Saudi officials have reportedly become deeply upset and anxious over the Iranians’ success during President Hassan Rouhani’s recent visit to New York and the possible start of rapprochement between Tehran and Washington, and are seeking a way to sabotage the trend, a source said.
“The Saudi officials are highly distressed over this rapprochement and have held a meeting on September 24 in the presence of President of the Royal Court Khalid al-Tuwaijri, Commander of the National Guard Mutaib bin Abdullah, Interior Minister Prince Mohammed bin Nayef and National Security Council Secretary and Intelligence Chief Prince Bandar Bin Sultan,” an informed source close to the Saudi Royal family told FNA on Sunday.

“At the meeting the relations between Iran and the US and the settlement of Iran’s nuclear issue with the Group 5+1 (the five permanent UN Security Council members plus Germany) came under study and Iran’s growing chances of success on this path were assessed to be much dangerous to Saudi Arabia’s national security,” the source added.

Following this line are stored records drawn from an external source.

PR #228, opened 2018-04-12
[CLOUD-2465] Allow custom location for local maven repository

bmozaffa:
https://issues.jboss.org/browse/CLOUD-2465
Allow custom location for local maven repository by using <localRepository> to designate a location other than the standard ~/.m2/repository

### DIFF
--- a/os-eap-launch/added/launch/maven-repos.sh
+++ b/os-eap-launch/added/launch/maven-repos.sh
@@ -7,6 +7,7 @@ function prepareEnv() {
     unset MAVEN_REPO_HOST
     unset MAVEN_REPO_ID
     unset MAVEN_REPO_LAYOUT
+    unset MAVEN_REPO_LOCAL
     unset MAVEN_REPO_PASSPHRASE
     unset MAVEN_REPO_PASSWORD
     unset MAVEN_REPO_PATH
@@ -32,6 +33,10 @@ function configure() {
 
 function configure_maven_repos {
     local settings="${1-$HOME/.m2/settings.xml}"
+    local local_repo_path="${MAVEN_REPO_LOCAL}"
+    if [ "${local_repo_path}" != "" ]; then
+        set_local_repo_path "${settings}" "${local_repo_path}"
+    fi
     # single repo scenario: respect fully qualified url if specified, otherwise find and use service
     local single_repo_url="${MAVEN_REPO_URL}"
     if [ "${single_repo_url}" = "" ]; then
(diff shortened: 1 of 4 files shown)


luck3y:
Would this not be better done by adding a profile to the existing settings.xml in the product that needs it?

https://github.com/jboss-openshift/cct_module/blob/master/jboss-maven/added/jboss-settings.xml#L274

errantepiphany:
@luck3y Whereas I think that would work, it seems like overkill for an otherwise very simple config point.

luck3y:
@errantepiphany Not sure about that. If you want to use profiles from both this maven config and the default one, you'd have to duplicate the old ones into the new config.

luck3y:
Yeah, never mind I thought this was replacing the existing one with the new one instead adding to it. Seems OK to me.

bmozaffa:
Updated PR to include the secondary settings.xml file in s2i so that it too can take advantage of this parameter: https://github.com/bmozaffa/cct_module/blob/d861242758c906a47eb748e0edbdeebf441dfcca/os-java-s2i/added/s2i/jboss-settings.xml#L6

rcernich:
Yes, the jboss-settings.xml is shared, sort of.  The maven-repos.sh file is only used by kie images.  Common maveny stuff is in s2i-common.  Since the local repo location can be set using a system property, is it really necessary to add this into settings.xml?

bmozaffa:
@rcernich Replied on the jira too... I'd have to add it to our queue for someone to verify, but my concern is that JVM system properties may not be propagated to the maven process in business-central, deliberately, to ensure a segregated build environment.

errantepiphany:
@rcernich , please see my comment on the jira. The property approach does not work.

os-eap-launch/added/launch/maven-repos.sh
```diff
@@ -177,3 +182,12 @@ function generate_random_id() {
     cat /dev/urandom | env LC_CTYPE=C tr -dc 'a-zA-Z0-9' | fold -w 16 | head -n 1
 }
 
+function set_local_repo_path() {
+    local settings="${1}"
+    local local_path="${2}"
+    local xml="\n\
+    <localRepository>${local_path}</localRepository>\n\
+    <!-- ### configured local repository ### -->"
```
errantepiphany: We don't need to put the "configured local repository" comment line back in here, because multiple search and replaces are not supported. So I think Line 187 through 190 could just be replaced with:
local xml="<localRepository>${local_path}</localRepository>"

PR #229, opened 2018-04-13
[CLOUD-2068] - make refresh-interval for timer data-store configurable

spolti:
Signed-off-by: Filippe Spolti <fspolti@redhat.com>


os-eap-launch/added/launch/datasource-common.sh
```diff
@@ -197,7 +197,11 @@ function generate_datasource_common() {
 
   if [ -n "$TIMER_SERVICE_DATA_STORE" -a "$TIMER_SERVICE_DATA_STORE" = "${service_name}" ]; then
     inject_timer_service ${pool_name}_ds
-    inject_datastore $pool_name $jndi_name $driver
+    local refresh_interval
+    if [[ "$JBOSS_EAP_VERSION" == "7."* ]]; then
```
rcernich: Unfortunately, this will not work across all EAP based products as JBOSS_EAP_VERSION may not defined (as a matter of fact, it's only defined for EAP 6.4 and EAP 7.x images).  This will need to be broken out into the EAP 7 specific datasource configuration script.

spolti: Good catch Rob, thanks, I'll rework it and update this pr for your review.

errantepiphany: @spolti Status? This needs to get updated per @rcernich 's note above before RHPAM-181 can move forward. Thanks!

spolti: @errantepiphany I am testing this change with eap images and also with rhpam kieserver image.
Probably by tomorrow morning I have this pr updated.

errantepiphany:
@rcernich Are you okay now with @spolti's latest update?

os-eap64-launch/added/launch/datasource.sh
```diff
@@ -26,3 +26,8 @@ function inject_datasources() {
 function generate_datasource() {
   generate_datasource_common "${1}" "${2}" "${3}" "${4}" "${5}" "${6}" "${7}" "${8}" "${9}" "${10}" "${11}" "${12}" "${13}" "${14}"
 }
+
+function refresh_interval() {
```
rcernich: Would it be better to stub this out in datasource-common.sh, then have it be overridden by the datasource.sh file that is including it?  My concern is that this is a required method, but may not be available in other scripts that utilize it (i.e. we may break existing users who are not aware of this change).  A simple test would be to move this implementation into datasource-common.sh and use it as the default.

spolti:
@rcernich can you please take a look?

PR #248, opened 2018-05-14
CLOUD-2391 Fixed REST access logging

slaskawi:
https://issues.jboss.org/browse/CLOUD-2391


slaskawi:
@rcernich Right! Very good point. I totally forgot that we work a big differently than all other projects (most of them put code into the master and cut off stable branches out of it; we do the other way around). Will implement a fix in a moment.

Again, thanks for pointing it out.

slaskawi:
Closed in favor of https://github.com/jboss-openshift/cct_module/pull/252

PR #249, opened 2018-05-14
[CLOUD-2437] Introduce the ability to set JGroups protocol type to ASYM_ENCRYPT

iankko:
Perform this by introduction of the new ```JGROUPS_ENCRYPT_PROTOCOL``` environment variable, which can accept one of the two possible values:
    
  - Either ```SYM_ENCRYPT``` (default setting when ```JGROUPS_ENCRYPT_SECRET``` variable is set),
  - Or ```ASYM_ENCRYPT``` (after explicit request)

Also describe the new ```JGROUPS_ENCRYPT_PROTOCOL``` environment variable in the ```module.yaml``` definition of the ```os-eap-launch``` module

Signed-off-by: Jan Lieskovsky <jlieskov@redhat.com>


iankko:
@rcernich @maschmid PTAL (once got a chance)

Thank you, Jan

os-eap-launch/added/launch/jgroups.sh
```diff
@@ -36,6 +37,20 @@ function configure_jgroups_encryption() {
     else
       log_warning "Partial JGroups encryption configuration, the communication within the cluster WILL NOT be encrypted."
     fi
+  elif [ -n "${JGROUPS_ASYM_ENCRYPT}" ] && [ "${JGROUPS_ASYM_ENCRYPT,,}" == "true" ]; then
```
rcernich: Would it be better to have something like `JGROUPS_ENCRYPT_PROTOCOL` instead, e.g. `JGROUPS_ENCRYPT_PROTOCOL=ASYM_ENCRYPT`?  This would default to `SYM_ENCRYPT` if `JGROUPS_ENCRYPT_NAME` is specified, to preserve backward compatibility.  This would allow you to key of the desired protocol and do whatever is necessary for that protocol.

iankko: @rcernich Good point / suggestion.

Agree ```JGROUPS_ENCRYPT_PROTOCOL``` is better name. Will update yet (plus change the logic the ```SYM_ENCRYPT``` protocol to be the default one).

iankko:
@rcernich 
> Will these changes break existing apps that may be looking for jgroups keystore in /etc/x509/jgroups? Have you tested with an app that was instantiated using the old template/image, then updated it to this version of the image?

Performed the testing using ```oc new-app --template=sso72-x509-https``` command using the old template version and old image. Then edited ```dc/sso``` to add  ```JGROUPS_ASYM_ENCRYPT=true``` variable:

```
$ oc set env dc/sso -e JGROUPS_ASYM_ENCRYPT="true"
```
and rolled out the ```latest``` image, where ```latest``` has been modified to point to the updated image:

```
$ oc rollout latest dc/sso
deploymentconfig "sso" rolled out
```
and AFAICT this change doesn't seem to have a negative effect (nothing suspicious in the log of the pod).

Will perform the change to replace ```JGROUPS_ASYM_ENCRYPT``` with ```JGROUPS_ENCRYPT_PROTOCOL``` as suggested above yet.

iankko:
@rcernich Hey Rob, jFYI, the PR was updated to include the ```JGROUPS_ENCRYPT_PROTOCOL``` variable. Should be ready for re-review.

Thanks, Jan

os-sso72/added/launch/openshift-x509.sh
```diff
@@ -8,69 +8,59 @@ function prepareEnv() {
...
+function autogenerate_https_keystore_and_rhsso_truststore() {
   # Keystore infix notation as used in templates to keystore name mapping
-  declare -A KEYSTORES=( ["https"]="HTTPS" ["jgroups"]="JGroups" )
-
-  # CLOUD-2436 Don't generate the JGroups keystore if custom
-  # JGROUPS_ENCRYPT_SECRET was provided
-  if [ -n "${JGROUPS_ENCRYPT_SECRET}" ]; then
-    unset KEYSTORES["jgroups"]
-  fi
+  declare -A KEYSTORES=( ["https"]="HTTPS" )
```
Crumby: This array looks unnecessary...

iankko: @Crumby Great catch, Pavel! Dropped, thanks!

os-eap-launch/added/launch/jgroups.sh
```diff
@@ -22,21 +22,41 @@ function configure_jgroups_encryption() {
...
-          <property name=\"sym_algorithm\">AES</property>\
-          <property name=\"encrypt_entire_message\">true</property>\
-          <property name=\"keystore_name\">${JGROUPS_ENCRYPT_KEYSTORE_DIR}/${JGROUPS_ENCRYPT_KEYSTORE}</property>\
-          <property name=\"store_password\">${JGROUPS_ENCRYPT_PASSWORD}</property>\
-          <property name=\"alias\">${JGROUPS_ENCRYPT_NAME}</property>\
-        </protocol>"
-    else
-      log_warning "Partial JGroups encryption configuration, the communication within the cluster WILL NOT be encrypted."
-    fi
+    JGROUPS_ENCRYPT_PROTOCOL="SYM_ENCRYPT"
```
rcernich: Won't this always produce `SYM_ENCRYPT`?  Shouldn't it be `JGROUPS_ENCRYPT_PROTOCOL="${JGROUPS_ENCRYPT_PROTOCOL:-SYM_ENCRYPT}"`?

iankko: Correct. It will always produce ```SYM_ENCRYPT``` when the ```JGROUPS_ENCRYPT_SECRET``` is also set. The JGroups ASYM_ENCRYPT protocol will be set if and only if:

- ```JGROUPS_ENCRYPT_PROTOCOL``` is set to ```ASYM_ENCRYPT```, and
- None of ```JGROUPS_ENCRYPT_SECRET```, ```JGROUPS_ENCRYPT_NAME```, and ```JGROUPS_ENCRYPT_PASSWORD``` are set. Per JGroups documentation, ASYM_ENCRYPT doesn't need these (the JGroups keystore definition), since it will generate the public / private key pair by itself under the hood.

So the assumption was, if the user provided JGroups keystore, they want ```SYM_ENCRYPT```. When they don't provide it, they want ```ASYM_ENCRYPT```.

rcernich: I think we default it if it's not set.  If they specify both, we just log a warning, e.g. "JGROUPS_ENCRYPT_SECRET ignored when configuring ASYM_ENCRYPT."  This provides a more natural use case, where folks might want to migrate to ASYM_ENCRYPT, but forget to nuke the other variable setting.

iankko: Fair enough. Your proposal looks reasonable. Will update the PR yet. Thanks for these suggestions!

iankko:
@rcernich 

Hey Rob, jFYI, this PR has been updated to address your suggestions WRT to the new ```JGROUPS_ENCRYPT_PROTOCOL``` environment variable.

Also, due to the backwards compatibility, checked the suggested scenario:
> Will these changes break existing apps that may be looking for jgroups keystore in /etc/x509/jgroups? Have you tested with an app that was instantiated using the old template/image, then updated it to this version of the image?

and
> Regarding backward compatibility, what happens if the user doesn't oc set env dc/sso -e JGROUPS_ASYM_ENCRYPT="true"? That's the user migrating their deployment to work with the new image.

Please see below:
- Deployed both the old (unmodified) image and old template,
- Then rolled out the updated image (using the tag, the old template expects). Just warning about partial JGroups configuration is printed:

jgroups_warning

So IMHO, this is OK, correct?

Thanks, Jan

rcernich:
I guess that depends: what was jgroups doing before?  If was encrypted and it's still encrypted in the same way, then I would consider that backward compatible.  If it was encrypted and it's no longer encrypted or it's encrypted differently, then that would be incompatible.  I.e., is the user still getting what they asked for originally?

os-eap-launch/added/launch/jgroups.sh
```diff
@@ -21,22 +21,41 @@ function configureEnv() {
...
+        jgroups_encrypt="<protocol type=\"SYM_ENCRYPT\">\n\
+                        <property name=\"provider\">SunJCE</property>\n\
+                        <property name=\"sym_algorithm\">AES</property>\n\
+                        <property name=\"encrypt_entire_message\">true</property>\n\
+                        <property name=\"keystore_name\">${JGROUPS_ENCRYPT_KEYSTORE_DIR}/${JGROUPS_ENCRYPT_KEYSTORE}</property>\n\
+                        <property name=\"store_password\">${JGROUPS_ENCRYPT_PASSWORD}</property>\n\
+                        <property name=\"alias\">${JGROUPS_ENCRYPT_NAME}</property>\n\
+                    </protocol>"
+      else
+        log_warning "Partial JGroups encryption configuration, the communication within the cluster WILL NOT be encrypted."
```
Crumby: This warning will be always generated if user didn't set any environment regarding jgroups. Previous version printed warning only if SECRET envs was set and either USERNAMe or PASSWORD was missing. Is this what we want?

iankko: @Crumby 
Good catch, Pavel! The image has been updated (see most recent version) that warning message to distinguish between the cases the JGroups configuration is partial, or not set at all (the cluster traffic wouldn't be encrypted in none of these cases), and based on that print the appropriate state.

iankko:
@Crumby Updated the PR per your feedback.

The only difference between the current and proposed images (besides the introduction of ASYM_ENCRYPT feature of course) is, the updated image will print warning like depicted on the following image:

warning

in the case ```SYM_ENCRYPT``` (the default) cluster traffic encryption method was chosen, but ```JGROUPS_ENCRYPT_SECRET``` wasn't simultaneously defined (the current image prints the warning only in case the JGroups encryption config is partial, but not completely missing).

But IMHO the warning about the missing JGroups encryption config is adequate (the user should be aware, the SYM_ENCRYPT setting won't have an effect, if they don't configure JGROUPS_ENCRYPT_SECRET variable too). But I can completely remove it (the image behaviour when using SYM_ENCRYPT would be identical between current and proposed images), if you think that message is inappropriate / want it to be removed.

Let me know.

Thank you, Jan

os-eap-launch/added/launch/jgroups.sh
```diff
@@ -21,22 +21,51 @@ function configureEnv() {
...
-    fi
-  fi
+  JGROUPS_ENCRYPT_PROTOCOL="${JGROUPS_ENCRYPT_PROTOCOL:=SYM_ENCRYPT}"
+
+  case "${JGROUPS_ENCRYPT_PROTOCOL}" in
+    "SYM_ENCRYPT")
+      log_info "Configuring JGroups cluster traffic encryption protocol to SYM_ENCRYPT."
+      local JGROUPS_UNENCRYPTED_MESSAGE="Detected <STATE> JGroups encryption configuration, the communication within the cluster WILL NOT be encrypted."
+      local KEYSTORE_ERROR_MESSAGE=""
+      [ -n "${JGROUPS_ENCRYPT_SECRET}" -a -n "${JGROUPS_ENCRYPT_NAME}" -a -n "${JGROUPS_ENCRYPT_PASSWORD}" ]
```
Crumby: @iankko Why do we have JGROUPS_ENCRYPT_SECRET env var? Does it something somewhere? In this script it's only check whether it exists and it has to exist, but no useful information is read from it. Also what if user doesn't specify JGROUPS_ENCRYPT_KEYSTORE_DIR and JGROUPS_ENCRYPT_KEYSTORE which are used for configuration?

luck3y: @Crumby JGROUPS_ENCRYPT_SECRET is a reference to the secret installed by the app, template example here: https://github.com/jboss-container-images/jboss-eap-7-openshift-image/blob/eap-cd-dev/templates/eap-cd-sso-s2i.json#L828

I think the secret is a prerequisite for having encryption in jgroups.

iankko: @Crumby That's actually a very good question (re: why do we have JGROUPS_ENCRYPT_SECRET). I would assume this is needed in the templates to be able to mount the [`eap-jgroups-keystore-volume`](https://github.com/jboss-openshift/application-templates/blob/master/eap/eap71-https-s2i.json#L608). But you are correct, even if supplied it's not used for actual setting of JGroups protocol type.

@rcernich -^ Can you clarify why it was / is still needed? IOW is the only usage of the `JGROUPS_ENCRYPT_SECRET` variable to specify the secret, to be used as the source for the [volume mount](https://docs.openshift.com/container-platform/3.10/dev_guide/volumes.html#adding-volumes) (see `-t` option in `Table 2. Supported options for Adding Volumes` in the previous link). Would it be possible to use configmap in the same way? If so, should we enhance the support?

@Crumby For your second question (re: `Also what if user doesn't specify JGROUPS_ENCRYPT_KEYSTORE_DIR and JGROUPS_ENCRYPT_KEYSTORE which are used for configuration?`)

From looking at the template, the `JGROUPS_ENCRYPT_KEYSTORE_DIR` is set [always](https://github.com/jboss-openshift/application-templates/blob/master/eap/eap71-https-s2i.json#L574), when using the template. But `JGROUPS_ENCRYPT_KEYSTORE` might be undefined (isn't required param AFAICT). In that case the volume mount would fail, and the pod would get stuck in 'Pending' state. For deploying the image directly, both of them need to be specified (if not, again the pod would be stuck keep trying to mount the volume).

iankko:
Compared with the previous version, the current form of this PR was equipped with two additional commits:

```
commit 9c58068437ef1263e21b26b673b664c31fdbf3bf
Author: Jan Lieskovsky <jlieskov@redhat.com>
Date:   Fri Aug 10 15:36:45 2018 +0200

    [CLOUD-2437] Require AUTH protocol (JGROUPS_CLUSTER_PASSWORD environment variable)
    to be set when using the JGroups ASYM_ENCRYPT cluster traffic encryption protocol
    
    Signed-off-by: Jan Lieskovsky <jlieskov@redhat.com>
```
and
```
commit 04e4a542819f57c89818c990c0ab49e83ef391ef (HEAD -> CLOUD-2437, origin/CLOUD-2437)
Author: Jan Lieskovsky <jlieskov@redhat.com>
Date:   Fri Aug 10 17:31:20 2018 +0200

    [CLOUD-2437] Consolidate the JGroups CTF tests for various images under eap_common.feature
    
    This commit does the following:
    * Put the (outdated) copies of datavirt/jgroups_encrypt.feature and
      sso/jgroups_encrypt.feature CTF tests under one umbrella located
      in eap/eap_common.feature,
    * Update the existing SYM_ENCRYPT JGroups CTF tests to start using
      the JGROUPS_ENCRYPT_PROTOCOL environment variable
    * Introduce ASYM_ENCRYPT JGroups encryption protocol CTF tests:
      - Check if JGROUPS_CLUSTER_PASSWORD is required when using ASYM_ENCRYPT
      - Check if warning is issues, when using ASYM_ENCRYPT and some of
        JGROUPS_ENCRYPT_SECRET, JGROUPS_ENCRYPT_NAME, JGROUPS_ENCRYPT_PASSWORD,
        JGROUPS_ENCRYPT_KEYSTORE_DIR, or JGROUPS_ENCRYPT_KEYSTORE variables
        is set
    
    Signed-off-by: Jan Lieskovsky <jlieskov@redhat.com>
```

Also the check for (possibly missing) `JGROUPS_ENCRYPT_KEYSTORE_DIR` and `JGROUPS_ENCRYPT_KEYSTORE` variables, when using `SYM_ENCRYPT` protocol was squashed into  30480105729e6f9ba11f0ff14e52a4183751d72d commit.

@Crumby @rcernich @luck3y Should be ready for re-review.

Thank you, Jan

os-eap64-launch/added/launch/ha.sh
```diff
@@ -72,9 +72,22 @@ function configure_ha() {
   JBOSS_HA_ARGS="${JBOSS_HA_ARGS} -Djboss.node.name=${JBOSS_NODE_NAME}"
 
   if [ -z "${JGROUPS_CLUSTER_PASSWORD}" ]; then
-      log_warning "No password defined for JGroups cluster. AUTH protocol will be disabled. Please define JGROUPS_CLUSTER_PASSWORD."
-      JGROUPS_AUTH="<!--WARNING: No password defined for JGroups cluster. AUTH protocol has been disabled. Please define JGROUPS_CLUSTER_PASSWORD. -->"
+    local NL=$'\n'
+    # CLOUD-2437 AUTH protocol is required when using ASYM_ENCRYPT protocol: https://github.com/belaban/JGroups/blob/master/conf/asym-encrypt.xml#L23
+    # And is optional when using SYM_ENCRYPT protocol. Adjust the AUTH_PROTO_WARNING_MESSAGE below depending on JGroups encryption protocol being used
+    local AUTH_PROTO_WARNING_MESSAGE="No password defined for JGroups cluster. AUTH protocol <AUTH_STATE> Please define JGROUPS_CLUSTER_PASSWORD."
+    if [ "${JGROUPS_ENCRYPT_PROTOCOL}" == "ASYM_ENCRYPT" ]; then
```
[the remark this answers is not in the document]
Crumby: Also, take a look at the log order with this change:
```

WARN No password defined for JGroups cluster. AUTH protocol is required when using JGroups ASYM_ENCRYPT cluster traffic encryption protocol.           
The communication within the cluster WILL NOT be encrypted. Please define JGROUPS_CLUSTER_PASSWORD.
INFO Service account has sufficient permissions to view pods in kubernetes (HTTP 200). Clustering will be available.
sed: -e expression #1, char 188: unterminated `s' command
INFO Configuring JGroups discovery protocol to openshift.KUBE_PING
INFO Configuring JGroups cluster traffic encryption protocol to ASYM_ENCRYPT.
```

First it outputs a warning that no configuration will happen and then it outputs it's configuring....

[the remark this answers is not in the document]
iankko: @Crumby Thanks, Pavel. Yeah, that unterminated warning is syntax error in sed command used. Will have a look yet.

iankko:
Replaced by https://github.com/jboss-openshift/cct_module/pull/288 one.

PR #252, opened 2018-05-16
CLOUD-2391 Fixed REST access logging

slaskawi:
https://issues.jboss.org/browse/CLOUD-2391


slaskawi:
@rcernich in https://github.com/jboss-openshift/cct_module/pull/248 you mentioned:

> you might want to move your work to a working branch to prevent merge issues in your master branch, e.g. if this commit is rebased before merging upstream.

I moved it here (to branch `sprint-16`) but according to the latest email, we should be working on `sprint-18`, shouldn't we? But it seems that branch is not there....

PR #253, opened 2018-05-16
CLOUD-2225 - [EAP] cannot define multiple AMQ resource adapters

luck3y:
https://issues.jboss.org/browse/CLOUD-2225

This turned out a bit tricky to test. There are a couple of scenarios:

(1) EAP & AMQ, using the template, one RA, should work as before.
(2) EAP using two RAs defined like:

Two AMQ brokers already setup, with name like below, then adding EAP:

oc new-app eap71-basic-s2i \
-p APPLICATION_NAME=eap71-$1 \
-e MQ_SERVICE_PREFIX_MAPPING="broker1-amq=BROKER1_MQ broker2-amq=BROKER2_MQ" \
-e BROKER1_AMQ_TCP_SERVICE_HOST=broker1-amq-tcp \
-e BROKER1_AMQ_TCP_SERVICE_PORT=61616 \
-e BROKER1_MQ_USERNAME=test1user \
-e BROKER1_MQ_PASSWORD=test1pass \
-e BROKER2_AMQ_TCP_SERVICE_HOST=broker2-amq-tcp \
-e BROKER2_AMQ_TCP_SERVICE_PORT=61616 \
-e BROKER2_MQ_USERNAME=test2user \
-e BROKER2_MQ_PASSWORD=test2pass 
 
These are now named activemq-ra.rar and then activemq-ra.rar-1, -2, -3 etc.

An additional variable EJB_RESOURCE_ADAPTER_NAME is introduced and if not set, is defaulted to the first RA configured, to try and preserve compatabilty with the old behavior.

### DIFF
--- a/os-eap7-launch/added/launch/messaging.sh
+++ b/os-eap7-launch/added/launch/messaging.sh
@@ -157,15 +157,30 @@ function generate_object_config() {
 # $11 - queue names
 # $12 - topic names
 # $13 - ra tracking
+# $14 - resource counter, incremented for each broker, starting at 0
 function generate_resource_adapter() {
   log_info "Generating resource adapter configuration for service: $1 (${10})" >&2
   IFS=',' read -a queues <<< ${11}
   IFS=',' read -a topics <<< ${12}
+
+  local ra_id=""
+  # this preserves the expected behavior of the first RA, and doesn't append a number. Any additional RAs will have -count appended.
+  if [ "${14}" -eq "0" ]; then
+    ra_id="${9}"
+  else
+    ra_id="${9}-${14}"
+  fi
+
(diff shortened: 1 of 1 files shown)


luck3y:
@rcernich I started out using name-number for all of them, but then I worried maybe people had legacy deployment configs and activation props that referenced the legacy name, so thought that it might be a good idea to try to remain compatible.

WRT to naming, it can be used in some activation props, but since they couldn't change the name before, I'm not sure it would have been useful. If we do want to do that, I'd suggest we do it as a different enhancement though, as it'd be allowing them to override, since we'll still need reasonable defaults.

rcernich:
Cool.  That works for me.  Good job.

luck3y:
Closing this for now, will re-open against jboss-eap-modules.

PR #256, opened 2018-06-01
Copy os-sso72 to os-sso73

ASzc:


ASzc:
Needed for [here](https://github.com/jboss-container-images/redhat-sso-7-openshift-image/blob/sso73-dev/image.yaml#L82). Copying this for each version doesn't seem the best that we could be doing, but if we don't have any other system ready, then this will have to do.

The source said that the Saudi officials have decided to use all their diplomatic and intelligence capabilities and possibilities as well as their lobbies in the US to blockade a rapprochement between Tehran and Washington and Bandar bin Sultan was assigned to study possible ways of stirring tension between Iran and the US.

“The meeting also decided that any plan developed in this regard should be coordinated with the Israeli lobbies, which are also angry at the positive atmosphere created between Iran and the US,” the source concluded.

The times they really “are a-changin’” when Israel’s U.S. lobby forces are forced to make common cause with those of Saudi Arabia.